Teens Show Significant Improvement After Drug-Abuse Treatment

Published Online:https://doi.org/10.1176/pn.36.16.0015

Although a number of different programs have sprung up in the United States in recent years to help youth with drug problems, little research has been conducted to see whether such programs can make a difference. So Yih-Ing Hser, Ph.D., of the University of California at Los Angeles Drug Abuse Research Center and colleagues decided to launch an investigation.

The results of their study, which appear in the July Archives of General Psychiatry, suggest that such programs can make a difference.

They zeroed in on 1,167 adolescents being treated in three types of drug programs—418 in eight residential programs, 292 in nine outpatient drug-free programs, and 457 in six short-term inpatient programs. Altogether the programs represented 23 treatment programs in four cities—Chicago, Minneapolis, Pittsburgh, and Portland, Ore.

The researchers wanted to answer three questions about these subjects: What were their patterns of drug use and mental and behavioral problems before they entered the treatment programs? Did their drug use and mental and behavioral difficulties lessen after treatment? Was the length of their stay in treatment related to their posttreatment outcome?

As far as subjects’ status before starting treatment, 73 percent had been abusing drugs to such a degree that they were dependent on them. About 25 percent of the subjects had been multiple-drug users. Some 63 percent had also had a mental or behavioral disorder of some kind, such as a conduct disorder, depressive disorder, attention-deficit/hyperactivity disorder, an overanxious disorder, or panic disorder, and 67 percent of subjects had also engaged in criminal activity, which may or may not have resulted in arrests.

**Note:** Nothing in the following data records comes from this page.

PR #451, opened 2022-01-31
New teams test with thread limit

jrreap:
Tests the thread_limit clause on the teams construct. Also tests it's inheritance from a parent target construct.


tests/5.1/teams/test_target_teams_default_firstprivate.c
```diff
@@ -0,0 +1,42 @@
...
+#define N 1024
+
+int main() {
+	int errors = 0;
+	int not_shared = 5;
+	int num_teams = 0; 
+
+	#pragma omp target teams default(firstprivate) map(tofrom:num_teams) shared(num_teams) num_teams(OMPVV_NUM_TEAMS_DEVICE)
+	{
+		num_teams = omp_get_num_teams();
```
spophale, line 30: race.

PR #453, opened 2022-02-02
Add new_test/test_target_defaultmap_to_from_tofrom.F90.

seyonglee:
Add a new Fortran test benchmark: tests/5.0/target/test_target_defaultmap_to_from_tofrom.F90
Tested with gcc/11.1.0 and xl/16.1.1-10 on Summit, but botf failed because defaultmap clause is not supported yet.


spophale (approved):

tmh97 (approved):
This is good-to-go!

PR #455, opened 2022-02-02
Add new_test/test target defaultmap none.f90

seyonglee:
Add a new Fortran test benchmark: tests/5.0/target/test_target_defaultmap_none.F90
Tested with both xl/16.1.1-10 and gcc/11.1.0 on Summit, but both failed because defaultmap clause is not supported yet.

### DIFF
--- a/tests/5.0/target/test_target_defaultmap_none.F90
+++ b/tests/5.0/target/test_target_defaultmap_none.F90
@@ -1,0 +1,95 @@
+!===--- test_target_defaultmap_default.F90 -------------------------------===//
+!
+! OpenMP API Version 5.0 Nov 2018
+!
+!   This test checks behavior of the defaultmap clause when the specified implicit-behavior  
+!   is none. The variable-categories avaiable for defaultmap are scalar, aggregate, allocatable,
+!   and pointer. When defaultmap(none) is used alone without a variable-category, then none is 
+!   the implicit-behavior for all variables referenced in the construct. Since none is used, 
+!   the data mapping attributes must be specified somewhere else. In this case, they are 
+!   specified using the map clause.
+!
+!//===----------------------------------------------------------------------===//
+#include "ompvv.F90"
+
+#define N 1024
+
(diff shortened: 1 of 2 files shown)


tests/5.0/target/test_target_defaultmap_none.F90
```diff
@@ -0,0 +1,95 @@
...
+    DO i = 1, N
+       A(i) = 0
+       B(i) = 0
+       new_struct%SA(i) = 0
+    END DO
+
+    errors = 0
+
+    !$omp target defaultmap(none) map(tofrom: scalar, A, B, new_struct, ptr)
+    scalar = 17 !scalar firstprivate, value not returned
```
spophale, line 57: I think if to from is explicit then the scalar value will be copied back.

spophale (approved):

tests/5.0/target/test_target_defaultmap_none.F90
seyonglee: The comment seems to be wrong; what I wanted to say was that scalar variables without TARGET, ALLOCATABLE, or POINTER attribute have an implicit data-sharing attribute of first-private. (OpenMP V5.0 page 315 line 9 ~ 12). Is it correct interpretation?

tmh97: @seyonglee IMO that is the correct interpretation, I see what you were implying with your comment. @spophale This looks good-to-go. I will approve and leave it up for you to merge. Thanks again @seyonglee !

tmh97:
I removed the defaultmap(none) and ran with nvhpc and gcc, passes on nvfortran but fails on gcc/11.1.10 with out-of-memory issue

tests/5.0/target/test_target_defaultmap_none.F90
seyonglee: Changed the comments for the scalar variable to clarify the intention.

PR #456, opened 2022-02-02
Add new_test/test_target_defaultmap_default.F90

seyonglee:
Add a new Fortran test benchmark: tests/5.0/target/test_target_defaultmap_default.F90
Tested with both xl/16.1.1-10 and gcc/11.1.0 on Summit, but both failed because defaultmap clause is not supported yet.


spophale (approved):

tmh97:
> Add a new Fortran test benchmark: tests/5.0/target/test_target_defaultmap_default.F90 Tested with both xl/16.1.1-10 and gcc/11.1.0 on Summit, but both failed because defaultmap clause is not supported yet.

runs fine with nvfortran!

tmh97 (approved):

PR #458, opened 2022-02-05
New teams test with thread limit

jrreap:
New test to validate that the thread limit works from a parent target construct to a nested teams construct

### DIFF
--- a/tests/5.1/teams/test_target_teams_thread_limit.c
+++ b/tests/5.1/teams/test_target_teams_thread_limit.c
@@ -1,0 +1,43 @@
+//===---------------- test_target_teams_thread_limit.c -----------------------===//
+//
+// OpenMP API Version 5.1 Nov 2020
+//
+// This test uses the thread_limit clause on the teams construct. Specifically
+// testing if a thread_limit from a above target construct properly carries
+// down to the nested teams construct, as if it were directly on the construct
+// as defined in the spec. The test validates that only the specified 
+// threads are created by summing a shared variable across all threads 
+// (and teams). If the threads are correctedly limited this should produce the 
+// expected value. Additional warnings are sent if specific issues occur.
+//
+////===----------------------------------------------------------------------===//
+
+#include <omp.h>
+#include <stdio.h>
+#include <stdlib.h>
+#include "ompvv.h"
+
+#define N 1024
+
+int main() {
+	int errors = 0;
+	int shared = 0;
+	int num_teams = 0;
+
+	#pragma omp target thread_limit(4)
+	{
+		#pragma omp teams num_teams(OMPVV_NUM_TEAMS_DEVICE)
+		{
+			num_teams = omp_get_num_teams();
+			for (int i = 0; i < omp_get_num_threads(); i++) {
+				shared += 1;
+			}
+		}
+	}
+
+	OMPVV_WARNING_IF(num_teams != 8, "The number of teams was unexpected, the test results are likely inconcuslive")
+	OMPVV_WARNING_IF(shared > 32, "The sum was higher than expected. This likely means thread_limit isn't capping the maximum threads created.");
+	OMPVV_TEST_AND_SET(errors, (shared != 32));
+
+	OMPVV_REPORT_AND_RETURN(errors);
+}
--- a/tests/5.1/teams/test_target_teams_thread_limit.c
+++ b/tests/5.1/teams/test_target_teams_thread_limit.c
@@ -25,11 +25,13 @@ int main() {
 	int num_teams = 0;
 	int num_threads = 0;
 
+	int testing_thread_limit = OMPVV_NUM_THREADS_DEVICE/OMPVV_NUM_TEAMS_DEVICE;
+
 	OMPVV_TEST_OFFLOADING;
 
 	#pragma omp target map(tofrom:num_teams,num_threads,shared) //thread_limit(4)
 	{
-		#pragma omp teams thread_limit(8) num_teams(OMPVV_NUM_TEAMS_DEVICE)
+		#pragma omp teams thread_limit(testing_thread_limit) num_teams(OMPVV_NUM_TEAMS_DEVICE)
 		{
 
 			#pragma omp parallel
@@ -61,9 +63,10 @@ int main() {
 	printf("Threads %d\n", num_threads);
 	printf("Shared %d\n", shared);
 	printf("Teams %d\n", num_teams);
+	printf("Val %d\n", num_teams * testing_thread_limit);
 	OMPVV_WARNING_IF(num_teams != OMPVV_NUM_TEAMS_DEVICE, "The number of teams was unexpected, the test results are likely inconcuslive")
-	OMPVV_WARNING_IF(shared > 32, "The sum was higher than expected. This likely means thread_limit isn't capping the maximum threads created.");
-	OMPVV_TEST_AND_SET(errors, (shared != (num_teams * 4)));
+	OMPVV_WARNING_IF(shared > (num_teams * testing_thread_limit), "The sum was higher than expected. This likely means thread_limit isn't capping the maximum threads created.");
+	OMPVV_TEST_AND_SET(errors, (shared != (num_teams * testing_thread_limit)));
 
 	OMPVV_REPORT_AND_RETURN(errors);
 }
--- a/tests/5.1/teams/test_target_teams_thread_limit.c
+++ b/tests/5.1/teams/test_target_teams_thread_limit.c
@@ -28,7 +28,10 @@ int main() {
 	{
 		#pragma omp teams num_teams(OMPVV_NUM_TEAMS_DEVICE)
 		{
-			num_teams = omp_get_num_teams();
+			if (omp_get_team_num() == 0) {
+				num_teams = omp_get_num_teams();
+			}
+			
 			for (int i = 0; i < omp_get_num_threads(); i++) {
 				shared += 1;
 			}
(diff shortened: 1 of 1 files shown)


tests/5.1/teams/test_target_teams_thread_limit.c
```diff
@@ -0,0 +1,67 @@
...
+			#pragma omp parallel
+			{
+				if (omp_get_team_num() == 0) {
+					num_teams = omp_get_num_teams();
+				}
+
+				for (int i = 0; i < omp_get_num_teams(); i++) {
+					if (omp_get_team_num() == i) {
+						#pragma omp atomic write
+						num_threads = omp_get_num_threads();
```
tmh97, line 46: On line 46 we can do: if(omp_get_num_threads > 4) { errors ++;}

jrreap:
`thread_limit` does not behave as expected. Failing to actually limit threads to anything higher than 1. Submitting a bug with the vendor.

tests/5.1/teams/test_target_teams_thread_limit.c
```diff
@@ -0,0 +1,66 @@
...
+	OMPVV_TEST_OFFLOADING;
+
+	#pragma omp target map(tofrom:num_teams,shared,errors) thread_limit(testing_thread_limit)
+	{
+		#pragma omp teams num_teams(OMPVV_NUM_TEAMS_DEVICE)
+		{
+
+			#pragma omp parallel num_threads(testing_thread_limit)
+			{
+				if (omp_get_team_num() == 0) {
```
spophale, line 38: add "&& omp_get_thread_num == 0 "

tests/5.1/teams/test_target_teams_thread_limit.c
```diff
@@ -0,0 +1,66 @@
...
+	int shared = 0;
+	int num_teams = 0;
+
+	int testing_thread_limit = OMPVV_NUM_THREADS_DEVICE/OMPVV_NUM_TEAMS_DEVICE;
+
+	OMPVV_TEST_OFFLOADING;
+
+	#pragma omp target map(tofrom:num_teams,shared,errors) thread_limit(testing_thread_limit)
+	{
+		#pragma omp teams num_teams(OMPVV_NUM_TEAMS_DEVICE)
```
tmh97, line 33: #pragma omp teams distribute parallel

jrreap, line 33: Collapse parallel into this with omp teams distribute

tests/5.1/teams/test_target_teams_thread_limit.c
```diff
@@ -0,0 +1,69 @@
...
+	int shared = 0;
+	int num_teams = 0;
+
+	int testing_thread_limit = OMPVV_NUM_THREADS_DEVICE/OMPVV_NUM_TEAMS_DEVICE;
+
+	OMPVV_TEST_OFFLOADING;
+
+	#pragma omp target map(tofrom:num_teams,shared,errors) thread_limit(testing_thread_limit)
+	{
+		#pragma omp teams distribute parallel num_teams(OMPVV_NUM_TEAMS_DEVICE)
```
tob2, line 33: `teams distribute parallel` does not seem to be a valid combined construct – as also GCC 12 complains.

Permitted are (cf. OpenMP 5.1):
* teams distribute parallel for/do
* teams distribute parallel for/do simd
And also:
* teams distribute
* teams distribute simd
* teams loop

In words of OpenMP 5.2:
* If _directive-name-A_ is **teams** then _directive-name-B_ may be **loop**, **distribute** or the directive name of a combined or composite construct for which _directive-name-A_ is distribute.
* If _directive-name-A_ is **distribute** then _directive-name-B_ may be **simd** or the directive name of a combined or composite construct for which _directive-name-A_ is **parallel** and **for** or **do** is a leaf construct.

The following works - but I am not sure that it does what you intend:
```suggestion
		#pragma omp teams num_teams(OMPVV_NUM_TEAMS_DEVICE)
		#pragma omp parallel
```

jrreap: Ultimately we are trying to test the thread limit construct so having it be two pragmas is totally ok for this test. Regardless will get this patched, thanks for the input!

tests/5.1/teams/test_target_teams_thread_limit.c
```diff
@@ -0,0 +1,65 @@
...
+		{
+
+			if (omp_get_team_num() == 0 && omp_get_thread_num() == 0) {
+				num_teams = omp_get_num_teams();
+			}
+
+			if (omp_get_thread_num() == 0) {
+				for (int i = 0; i < omp_get_num_teams(); i++) {
+					if (omp_get_team_num() == i) {
+						if (omp_get_num_threads() > testing_thread_limit) {
```
nolanbaker31, line 43: does 'testing_thread_limit' need to get mapped 'to' in order to be recognized?

jrreap: It technically does not! I can move that into the construct directly. Good catch!

tests/5.1/teams/test_target_teams_thread_limit.c
```diff
@@ -0,0 +1,65 @@
...
+							errors++;
```
jrreap, line 44: Change errors to array with the index being the team number (to prevent issues with it being shared)

tmh97 (approved):

spophale (approved):

tob2:
This fails to compile with GCC mainline with:
```
tests/5.1/teams/test_target_teams_thread_limit.c: In function ‘main’:
tests/5.1/teams/test_target_teams_thread_limit.c:42:56: error: OpenMP runtime API call ‘omp_get_thread_num’ strictly nested in a ‘teams’ region
   42 |                         if (omp_get_team_num() == 0 && omp_get_thread_num() == 0) {
      |                                                        ^~~~~~~~~~~~~~~~~~~~
tests/5.1/teams/test_target_teams_thread_limit.c:46:29: error: OpenMP runtime API call ‘omp_get_thread_num’ strictly nested in a ‘teams’ region
   46 |                         if (omp_get_thread_num() == 0) {
      |                             ^~~~~~~~~~~~~~~~~~~~
tests/5.1/teams/test_target_teams_thread_limit.c:48:34: error: OpenMP runtime API call ‘omp_get_num_threads’ strictly nested in a ‘teams’ region
   48 |                              if (omp_get_num_threads() > testing_thread_limit) {
      |                                  ^~~~~~~~~~~~~~~~~~~~~
```

tmh97:
@tob2 I'm taking a look through the 5.1 specification to see if we violated any constraints. Just a heads up, the test compiled, ran, and passed with GCC 11.2.0 and LLVM15-latest on summit

tob2:
Regarding the spec. OpenMP 5.1 has:

> "Restrictions Restrictions to the **teams** construct are as follows:"

The last bullet starts with:
> * **distribute,** **distribute simd,** distribute parallel worksharing-loop, distribute parallel worksharing-loop SIMD, **parallel** regions, including any **parallel** regions arising from combined constructs,

and then continues with the relevant bit:
> `omp_get_num_teams()` regions, and `omp_get_team_num()` regions are the only OpenMP regions that may be strictly nested inside the **teams** region.

https://www.openmp.org/spec-html/5.1/openmpse15.html

Regarding the testcase: commit c32244dddd38c4395efdfff7737e9a8b42f7ea92 removed some directives, which I think causes the issue above.

Regarding the error: I can reproduce that GCC 11 (contrary to GCC 12 or OG11 or mainline) does not show that error. – That's not surprising, given that the check was added to GCC in October 2021 (cf. https://gcc.gnu.org/PR102972 ). It actually was added as follow-up to sollve_vv Issue 409 :-)

tests/5.1/teams/test_target_teams_thread_limit.c
```diff
@@ -0,0 +1,65 @@
...
+	int errors[OMPVV_NUM_THREADS_DEVICE/OMPVV_NUM_TEAMS_DEVICE];
+	int num_teams = 0;
+        int sum_errors = 0;
+        int i;
+	int testing_thread_limit = OMPVV_NUM_THREADS_DEVICE/OMPVV_NUM_TEAMS_DEVICE;
+
+	OMPVV_TEST_OFFLOADING;
+      
+
+         for (i = 0; i<testing_thread_limit; i++){
```
tob2, line 32: I think this should be:
```suggestion
         for (i = 0; i<OMPVV_NUM_TEAMS_DEVICE; i++){
```
as later it is iterated over `num_teams`

tob2:
> @tob2 Thank you for clarifying! I am thinking of adding back #pragma omp parallel around lines 42-50 as relevant fix, thoughts?

Works for me – at least with the additional `error[i] = 0` initialization fix. (On my laptop, num_teams is 8 and testing_thread_limit is 1.)

tob2:
@tmh97 – do you intent to work on this patch?

Additionally: `ompvv/ompvv.h` has:
```
  #define OMPVV_NUM_THREADS_DEVICE 8
  #define OMPVV_NUM_TEAMS_DEVICE 8
  #define OMPVV_NUM_THREADS_HOST 8
```
and this code has the following — i.e. always `testing_thread_limit = 1`:
```C
 	int testing_thread_limit = OMPVV_NUM_THREADS_DEVICE/OMPVV_NUM_TEAMS_DEVICE;
...
	#pragma omp target map(tofrom:num_teams,errors) thread_limit(testing_thread_limit)
		#pragma omp teams num_teams(OMPVV_NUM_TEAMS_DEVICE) 
```
but it still assumes that there should be more than one thread:
```C
OMPVV_WARNING_IF(testing_thread_limit == 1, "Only one thread was allocated to each team, the test results are likely inconclusive");
```

tob2:
I now put the @tmh97's parallel suggestion and mine into a new Pull Request: #553.

PR #721, opened 2017-11-30
Change etcd instance type to m4.large

mikkeloscar:
Changes the instance type to m4.large which is what we currently use until we get a reply from AWS regarding the t2.mediums having issues.


mikkeloscar:
:+1:

PR #723, opened 2017-11-30
role and policy and deployement

szuecs:
This will enable users to use static egress for defined targets in configmap with label egress=static

### DIFF
--- a/cluster/manifests/kube-static-egress-controller/deployment.yaml
+++ b/cluster/manifests/kube-static-egress-controller/deployment.yaml
@@ -20,10 +20,6 @@ spec:
         scheduler.alpha.kubernetes.io/critical-pod: ''
         iam.amazonaws.com/role: "{{ .LocalID }}-static-egress-controller"
     spec:
-      serviceAccountName: system
-      tolerations:
-      - key: CriticalAddonsOnly
-        operator: Exists
       containers:
       - name: controller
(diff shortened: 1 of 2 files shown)


cluster/manifests/kube-static-egress-controller/deployment.yaml
```diff
@@ -0,0 +1,48 @@
+apiVersion: extensions/v1beta1
```
mikkeloscar: apps/v1beta1 :)

szuecs: yeah, sure :)

cluster/manifests/kube-static-egress-controller/deployment.yaml
```diff
@@ -0,0 +1,48 @@
...
+  template:
+    metadata:
+      labels:
+        application: kube-static-egress-controller
+        version: v0.0.3
+      annotations:
+        scheduler.alpha.kubernetes.io/critical-pod: ''
+        iam.amazonaws.com/role: "{{ .LocalID }}-static-egress-controller"
+    spec:
+      serviceAccountName: system
```
mikkeloscar: The controller only needs to read from the API right? In that case I would drop this and just use the default service account which has readOnly access.

szuecs:
:+1:

linki:
👍

PR #725, opened 2017-12-04
Activate Flannel Daemonset deployment

linki:
Stage two of rolling out `flannel` as a daemonset, but still with etcd backend ([Stage one](https://github.com/zalando-incubator/kubernetes-on-aws/pull/716))

This rolls all nodes. The nodes don't have flannel in the userdata anymore and they can be identified so by checking the node labels (flannel=local). Each new node will instead run an instance of flannel described by the daemonset setup in [stage one](https://github.com/zalando-incubator/kubernetes-on-aws/pull/716) due to the node-affinity now matching. The dormant flannel daemonset will slowly be rolled-in. At last, the node-affinity is removed from the daemonset.

### DIFF
--- a/cluster/manifests/flannel/daemonset.yaml
+++ b/cluster/manifests/flannel/daemonset.yaml
@@ -66,15 +66,6 @@ spec:
         effect: NoExecute
       - operator: Exists
         key: CriticalAddonsOnly
-      affinity:
-        nodeAffinity:
-          requiredDuringSchedulingIgnoredDuringExecution:
-            nodeSelectorTerms:
-            - matchExpressions:
-              - key: flannel
-                operator: NotIn
-                values:
-                - local
       volumes:
       - name: runflannel
         hostPath:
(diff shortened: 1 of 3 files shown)


linki:
Tested and found one issue:
* two master pods cannot reach each other, have to check whether this is a regression

What happens when kubelet dies and cannot reach api server afterwards
* kube-proxy will not run as kubelet doesn't know about it
* iptables rules stay the same which should be the exact behaviour as of now

linki:
> two master pods cannot reach each other, have to check whether this is a regression

same behaviour on `stups-test` so I guess not.

linki:
This has been running on `teapot` for two weeks without issues to my knowledge. Can we merge it to `dev`?

linki:
I see, there's one un-green test...

linki:
👍

mikkeloscar:
:+1:

linki:
@mikkeloscar Need a :+1: again, there was a conflict with dev.

szuecs:
retriggered tests

linki:
👍

gargravarr:
:+1:

PR #756, opened 2017-12-16
Configure kube-proxy via config file (configmap)

mikkeloscar:
Configures kube-proxy via a config file (provided as configmap) instead of using flags which are deprecated.

```
W1215 09:33:56.758561       1 server.go:190] WARNING: all flags other than --config, --write-config-to, and --cleanup-iptables are deprecated. Please begin using a config file ASAP.
```


mikkeloscar:
The config version used depends on Kubernetes v1.9.0, will wait for that before this is ready to test again.

mikkeloscar:
:+1:

linki:
👍

PR #767, opened 2017-12-20
Add the audittrail adapter

linki:
Adds the audittrail adapter


Raffo:
I added some of the config as taken from the kubernetes repo which contains some interesting observation: https://github.com/kubernetes/kubernetes/blob/master/cluster/gce/gci/configure-helper.sh#L734

szuecs:
@Raffo why this should be a daemonset?

Raffo:
@szuecs Because we decided not to have the adapter in the apiserver pod and we need the apiserver container to know the adapter's URL. Originally in this PR it was a deployment with a service, but this doesn't work as our apiserver is using `hostnetwork: true`. In this way, I solved the issue by changing it to a daemonset (running only on master nodes) and have each apiserver talk only to the local adapter. Feel free to change it if you want to implement it in a different way.

cluster/manifests/audittrail-adapter/daemonset.yaml
```diff
@@ -25,8 +25,10 @@ spec:
           requiredDuringSchedulingIgnoredDuringExecution:
             nodeSelectorTerms:
             - matchExpressions:
-              - key: master
```
Raffo: Just note that this is also what we use in the skipper daemonset, I did it for consistency, maybe you can change it there as well (https://github.com/zalando-incubator/kubernetes-on-aws/blob/7acbcb75a1e30cba5c51254954fd231774a40b45/cluster/manifests/skipper/daemonset.yaml#L33 )

mikkeloscar: Done #776

mikkeloscar:
:+1:

szuecs:
:+1:

PR #768, opened 2017-12-22
Added docker watchdog

Raffo:
This PR adds a silly docker restarter in a condition when docker is stuck. We have been experiencing problems with docker 17 and Kubernetes 1.8, similarly to what documented in this issue: https://github.com/moby/moby/issues/33820 . 

This will help by restarting docker when docker cannot anymore terminate containers reliably.

### DIFF
--- a/cluster/userdata-master.yaml
+++ b/cluster/userdata-master.yaml
@@ -210,6 +210,28 @@ coreos:
         [Install]
         WantedBy=multi-user.target
 
+    - name: docker-watchdog.service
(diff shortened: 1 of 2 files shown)


Raffo:
We merged the downgrade of Docker in #769, keeping this open in the meantime if the problem will still be there after the upgrade.

mikkeloscar:
We will close this since the problem was solved by the docker 1.12 downgrade so far.

PR #769, opened 2017-12-27
Downgrade Docker to 1.12

aermakov-zalando:
We've had a lot of issues with 17.09, so let's downgrade.

Since we're still using cloud-config which runs very late in the boot process, we need to reboot once after creating the config file.


aermakov-zalando:
👍

Raffo:
👍

Raffo:
Reference issue for the reader: https://github.com/moby/moby/issues/33820

PR #771, opened 2017-12-28
Revert allowPrivilegeEscalation changes

aermakov-zalando:
This doesn't work with Docker 1.12:

 * https://github.com/google/metallb/issues/21
 * https://github.com/moby/moby/issues/27983


Raffo:
This will leave it to the default. Do we want to be explicit and set the value that work for us, maybe with a comment such that we don't "fix it" by mistake?

Raffo:
👍

aermakov-zalando:
👍

PR #773, opened 2017-12-28
Revert allowPrivilegeEscalation changes

Raffo:
This will make sure that we have this change to beta before rolling the latest version of our config in beta that will downgrade docker and cause problems.


aermakov-zalando:
👍

Raffo:
👍

PR #1932, opened 2019-03-22
Make it possible to configure nat CIDR blocks per cluster

mikkeloscar:
This will make it possible to use Egress feature in clusters with custom subnets for VPN.

Discussed with @szuecs that it makes sense to just do the manual definition of CIDRs for now. 

~This PR should also include the fixes from: https://github.com/szuecs/kube-static-egress-controller/pull/21 I'll update it when the image is built.~ done


mikkeloscar:
:+1:

aermakov-zalando:
:+1:

PR #1942, opened 2019-03-25
Delete the default limits if process_resources is enabled

aermakov-zalando:
This matches the logic for when they are deployed.


aermakov-zalando:
👍

mikkeloscar:
:+1:

PR #1951, opened 2019-03-28
Downscaler: use a better timezone

aermakov-zalando:
We have a change to DST soon, let's handle this automatically.


aermakov-zalando:
👍

mikkeloscar:
:+1:

PR #1971, opened 2019-04-04
Updated the version of kube-metrics-adapter

arjunrn:
This version of kube-metrics-adapter is based on the newer autoscaling/v2beta2 package and has uses an updated version of the custom-metrics-server.

Also increased the memory for the e2e pods because it kept getting oom-killed.


mikkeloscar:
:+1:

arjunrn:
:+1:

PR #1974, opened 2019-04-05
Enable Egress e2e tests

mikkeloscar:
Enables the Egress e2e tests which were disabled long ago. Bugs were fixed in the egress controller so the tests should work better now.


mikkeloscar:
The image used in the tests is not compliant, we need to build a new image with ping.

mikkeloscar:
:+1:

szuecs:
:+1:

PR #1994, opened 2019-04-10
Updated the VPAs to v1beta2

arjunrn:
This is the right version of the VPAs because feature for object reference was only introduced in v1beta2.


arjunrn:
:+1:

muaazsaleem:
👍

PR #2019, opened 2019-04-17
PCS: validate application name

aermakov-zalando:
For some reason, Kio returns a `400` instead of a `404` when you GET an application with an invalid name. This is considered a fatal error in credentials-provider and triggers a 24x7 alert. Validate the application name to prevent this.


aermakov-zalando:
👍

arjunrn:
:+1:

PR #2022, opened 2019-04-18
Don't allow downscaling prometheus too much

aermakov-zalando:
Since the VPA still can't deal with OOMs correctly, just forbid it from downscaling Prometheus to the minimum. This should allow our E2E tests to run.


aermakov-zalando:
👍

szuecs:
:+1:

PR #2025, opened 2019-04-18
Add support for customizable AZs

aermakov-zalando:
Use `.Values.availability_zones` instead of using `subnets` or just hardcoding. Depends on https://github.com/zalando-incubator/cluster-lifecycle-manager/pull/140.


hjacobs:
What's the background for this configuration option? Why do we need it?

aermakov-zalando:
@hjacobs A few instance types are not available in some of the AZs. LaunchTemplates perform extensive validation, so this prevents us from even creating the CF stack for the cluster, because it's hardcoded to use all 3.

njuettner:
👍

patandrick:
:+1:

mikkeloscar:
:+1:

njuettner:
👍

mikkeloscar:
:+1:

aermakov-zalando:
👍

PR #2048, opened 2019-04-25
Audit pod events

njuettner:
This needs to be activated for compliance reports.


njuettner:
👍

cluster/node-pools/master-default/userdata.clc.yaml
```diff
@@ -789,7 +789,16 @@ storage:
           # don't audit events from the system:apiserver user
           - level: None
             users: ["system:apiserver"]
-          # don't audit any kube-controller-manager events
+          # audit pod events from kube-controller-manager
+          - level: Request
+            users: ["system:kube-controller-manager"]
+            omitStages:
+              - "RequestReceived"
+            verbs: ["create". "delete", "update", "patch", "deletecollection"]
```
mikkeloscar: Do we want to add `update` and `patch`, are they relevant? @aermakov-zalando had an opinion on this?

njuettner: By looking at the amount of events we would send (Pod events without GET,LIST,WATCH) it would be ok. But I'm also fine dropping them if they not necessary. I have no opinion on that.

aermakov-zalando: I would say yes, but it's not really necessary in the first iteration. You can't change compliance-relevant things because pods are immutable.

njuettner:
I just realized that by allowing verbs `create` for Pods it will also log events for executing containers because `exec` is a subresource of `create`.

njuettner:
> I just realized that by allowing verbs `create` for Pods it will also log events for executing containers because `exec` is a subresource of `create`.

Nevermind those events were seen already before

PR #3291, opened 2020-05-29
pdb-controller: support parent-resource-hash

mikkeloscar:
Follow up to #3285 add support in the pdb-controller so it can create non-overlapping PDBs.


aermakov-zalando:
👍

mikkeloscar:
:+1:

PR #3295, opened 2020-06-02
Fix condition for enabling aws-iam controller for etcd-backup

mikkeloscar:
We probably won't need to roll back in the long run but the logic was wrong so `etcd-backup` didn't work when `teapot_admission_controller_service_account_iam=false` and `kube_aws_iam_controller_kube_system_enable=true`


mikkeloscar:
:+1:

aermakov-zalando:
👍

Overall, subjects significantly reduced their drug use in the year after treatment compared with the year before it, the investigators found. For example, weekly or more-frequent marijuana use dropped from 80 percent to 44 percent; heavy drinking, which the researchers defined as five or more drinks in a single sitting a least once a week, declined from 34 percent to 20 percent, and any use of other illicit drugs, including cocaine and hallucinogens, decreased from 48 percent to 42 percent

Subjects also experienced more positive psychological states after treatment than before, and participation in illegal acts decreased from 76 percent in the year before treatment to 53 percent in the year after. These improvements were observed across the three types of treatment programs.

As might be anticipated, longer treatment appeared to lead to more favorable outcomes than shorter treatment did, although treatment time was generally short—three-fourths of subjects received it for less than three months. The results did not reveal the minimum length of treatment necessary to obtain positive results.